# Got Some Extra Cash??



## camping479 (Aug 27, 2003)

Just finished installing this wall unit for an old customer. He had a designer design the whole project and we did all the woodwork. It's done in hard white maple with a dyed and stained finish. A local A/V company installed all the equipment, really sharp high end stuff, Fujitsu 55 inch plasma, Directv HD tivo receiver, David Gray power supply, Linn speakers with amps that have internal crossovers for each driver in the speaker, Rel subwoofers, Lexicon dvd player and processor, Rotel amps for rear channel speakers and a Crestron touch screen remote. I wish we could give up doing kitchens and all the other stuff and do cabinetry like this all the time.



















Mike


----------



## JimBo99 (Apr 25, 2006)

Your work is marvelous, absolutely beautiful


----------



## Canadiansue (Jun 23, 2006)

beautiful....my husband is (was) a cabinet maker too. he just doesn't do much of that anymore.


----------



## countrygirl (Apr 9, 2006)

That is gorgeous!


----------



## nonny (Aug 14, 2005)

Amazing!


----------



## skippershe (May 22, 2006)

Beautiful! Can we hire you to do some cabinetry in the Outback??


----------



## Lady Di (Oct 28, 2005)

Beautiful work!


----------



## Captdah (Jul 23, 2006)

Nice Work.


----------



## 3LEES (Feb 18, 2006)

Very nice work Mike.


----------



## N7OQ (Jun 10, 2006)

Wow that is really nice, sure wish I could afford one but My Outback is just not that big so I would need the mini version.

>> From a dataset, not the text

PR #937, opened 2021-06-14
Add first version of chart approval tool to admin UI

bnjmacdonald:
Adds a UI to the admin site for approving/rejecting chart revisions that have been suggested by the `ChartRevisionSuggester` class from the `importers` repository (added in [this PR](https://github.com/owid/importers/pull/5)).

Notion: [Chart revision quality assurance tool v1.0](https://www.notion.so/Chart-revision-quality-assurance-tool-v1-0-d72fdd073d414871b66abebe24bc315e)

I have thought I would like to have a house made with a small theater room. Just need to win that lottery.


----------



## out4fun (Aug 22, 2006)

Looks good, Very nice job.


----------



## RizFam (Feb 25, 2006)

Beautiful!

Tami


----------



## wolfwood (Sep 19, 2005)

Wow, Mike! We've been looking for a long time for even a "small' unit (read "partial wall") that would conceal our "big screen" but they don't seem to make them. Maybe you'd like to come visit NH??????


----------



## mountainlady56 (Feb 13, 2006)

HI!! That is GORGEOUS!!! I just LOVE natural woods, but, unfortunately, the style, nowdays, has gone to white cabinets and wood trim, in most homes. I love real wood trim, etc., just stained and varnished. Hard to find in new homes, these days. BRAVO!!








Darlene


----------



## PDX_Doug (Nov 16, 2004)

That is absolutely beautiful work, Mike!
Well done!









Happy Trails,
Doug


----------



## FridayYet? (Feb 9, 2006)

Nice job!!

I expect the owner is very happy with the end results.

Mike


----------



## California Jim (Dec 11, 2003)

Wow, super job Mike. That really looks beautiful!

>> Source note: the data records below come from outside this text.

PR #942, opened 2021-06-21
Remove a few any in admin client and client utils

danyx23:
This PR removes a few any annotations from adminClient and client utils 

There is one section in clientUtils/util.s that is currently commented out where I would like some input - it used to be that SVGElement was redefined to any in this file, thus disabling all type checks on this type. If I treat the element as used as an Element then I can't access any of the properties in the commented out code. Should there be a runtime type check and if so we do this? I am unclear why asking the SVGElement for a single point would be desirable in the first place...


MarcelGerber:
What's the state of this? Has this been reviewed, is it ready to be merged?

danyx23:
@MarcelGerber yes I think this could be merged but I don't know if @danielgavrilov did a full PR review or just looked at the one location I was having issues with. Do you want to give it a brief look and then I'll merge it if you ok it?

danyx23:
I just rebased to master to bring it up to date (no other changes though)

MarcelGerber:
Some change in here causes `hoverNearbyFeature` of map charts to not work correctly, and I don't know why:

image

https://github.com/owid/owid-grapher/blob/9544a173a6ad3aff26a9a1daf169c956f3f66a18/grapher/mapCharts/MapChart.tsx#L787-L815

MarcelGerber:
Now fixed!

danyx23:
Thanks a lot @MarcelGerber !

On a side note, given all the high end gear the guy got, he would appear to have been advised by a professional. So what's surprising is that his plasma size seems much too small for that viewing distance (looks to be about 12-14'). I'm a home theater enthusiast and notice these things. A 55 isn't bad, but a 61 or even larger would be better with all that high end audio gear.

Sorry for going off on a tangent. The good news is that after a year or so he will realize all this and need you to come back and tear into a retro fit for the 67" DLP


----------



## Sluggo54 (Jun 15, 2005)

Man, that is just superb - last time I slobbered this much was on our wedding night.

Gettin' old...

Sluggo


----------



## Moosegut (Sep 24, 2005)

Wow! That is beautiful work. I can't wait to see that at Otter Lake. That IS in tdvffjohn's fiver, right? It's a good thing he's got that new truck.


----------



## Thor (Apr 7, 2004)

Unbelievable beautiful





































I would not want to even guess what that project is worth. It would buy serval Outbacks.

Thor


----------



## camping479 (Aug 27, 2003)

Thanks all for the nice comments. We don't do projects like this very often and I enjoy them when they come along so I thought I'd share it.

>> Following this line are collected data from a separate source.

PR #944, opened 2021-06-23
enhance(grapher): Offer a dropdown menu for facet strategy

larsyencken:
Add a dropdown menu for faceting, which is enabled by pressing "f", allowing you to choose what faceting strategy to use, when there are multiple available.

See: https://www.notion.so/owid/Plot-entities-together-or-metrics-together-f47c2de5ca554294a78a540dc383597f

## This PR

- [x] Add a faceting dropdown control to the grapher
- [x] Update "f" hotkey to just show/hide faceting controls
- [x] Do not offer faceting by entity for StackedDiscreteBar
- [x] Fix interaction with relative control and faceting

## In a follow-up PR

- Turn the dropdown into the full hovering design

### DIFF
--- a/grapher/core/GrapherConstants.ts
+++ b/grapher/core/GrapherConstants.ts
@@ -38,8 +38,8 @@ export enum StackMode {
 export const BASE_FONT_SIZE = 16
 
 export enum FacetStrategy {
-    together = "together", // No facets
-    country = "country", // One chart for each country
+    none = "none", // No facets
+    entity = "entity", // One chart for each country/entity
     column = "column", // One chart for each Y column
 }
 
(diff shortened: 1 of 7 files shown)


grapher/core/GrapherConstants.ts
```diff
@@ -38,6 +38,7 @@ export enum StackMode {
 export const BASE_FONT_SIZE = 16
 
 export enum FacetStrategy {
+    together = "together", // No facets
```
danielgavrilov, line 41: Is `none` maybe more appropriate? Since faceting is technically disabled.

larsyencken: Agreed, fixed!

Jim, I hadn't thought about the size of the television, you're right, seating is about 12 feet away from the screen. I'm not sure if he was advised to go bigger or not.

You're right Thor, several outbacks worth of cabinetry and equipment there









Mike


----------



## RizFam (Feb 25, 2006)

Hey Mike,

I was wondering, do you have a web site?

Tami


----------



## camping479 (Aug 27, 2003)

RizFam said:


> Hey Mike,
> 
> I was wondering, do you have a web site?
> 
> Tami


No, not right now Tami, more people are asking though and it's something we need to do.

Mike


----------



## RizFam (Feb 25, 2006)

Definitely, with the quality of work you do, your business would probably just explode if you had a web site. Customers might not even be too bothered by the shipping cost or travel to pick it up.









Tami


----------



## huntr70 (Jul 8, 2005)

California Jim said:


> much too small for that viewing distance (looks to be about 12-14'). A 55 isn't bad, but a 61 or even larger would be better with all that high end audio gear.


So, I guess what you are saying that watching my little 32" Tv at 14 feet is way to small of a screen???

Would you mind talking to my DW about this??
















Steve


----------



## tdvffjohn (Mar 10, 2005)

Nice finished product.









The few times I have been to the shop and seeing cabinets in the building stage, seeing the finished product is WOW

John


----------



## Not Yet (Dec 13, 2004)

Mike,

That is truely awesome. I am always in awe of true craftsman.

Jared


----------



## California Jim (Dec 11, 2003)

huntr70 said:


> So, I guess what you are saying that watching my little 32" Tv at 14 feet is way to small of a screen???
> Would you mind talking to my DW about this??
> 
> 
> ...










Well you're on your own there Steve. But I will help you pick out a set once you get her to agree









I watched an outdated 27" from what seemed like a mile away before I was able to take the plunge


----------



## luv2rv (Jun 21, 2004)

That is awesome craftsmanship.

Hey Mike - we gonna see you one of these days hosting your own show?

Maybe "Old Yankee Outback" or "This old Outback" where you do a complete rebuild with fine wood?









Wayne


----------



## camping479 (Aug 27, 2003)

> I watched an outdated 27" from what seemed like a mile away before I was able to take the plunge

















That's really funny, we had a 20" before we got our widescreen. The problem I sometimes have now is blurred vision from my subwoofer







.












> Hey Mike - we gonna see you one of these days hosting your own show?
> 
> Maybe "Old Yankee Outback" or "This old Outback" where you do a complete rebuild with fine wood?


Don't know about a show, I don't think the light reflecting off of my bald head would be too friendly to the camera. I have thought about redoing the inside of the trailer, then I came to my senses









Mike


----------



## California Jim (Dec 11, 2003)

That sub is SCARY! But I like it


----------



## tdvffjohn (Mar 10, 2005)

camping479 said:


> > I watched an outdated 27" from what seemed like a mile away before I was able to take the plunge
> 
> 
> ]
> ...


Worked for Kojak


----------



## camping479 (Aug 27, 2003)




----------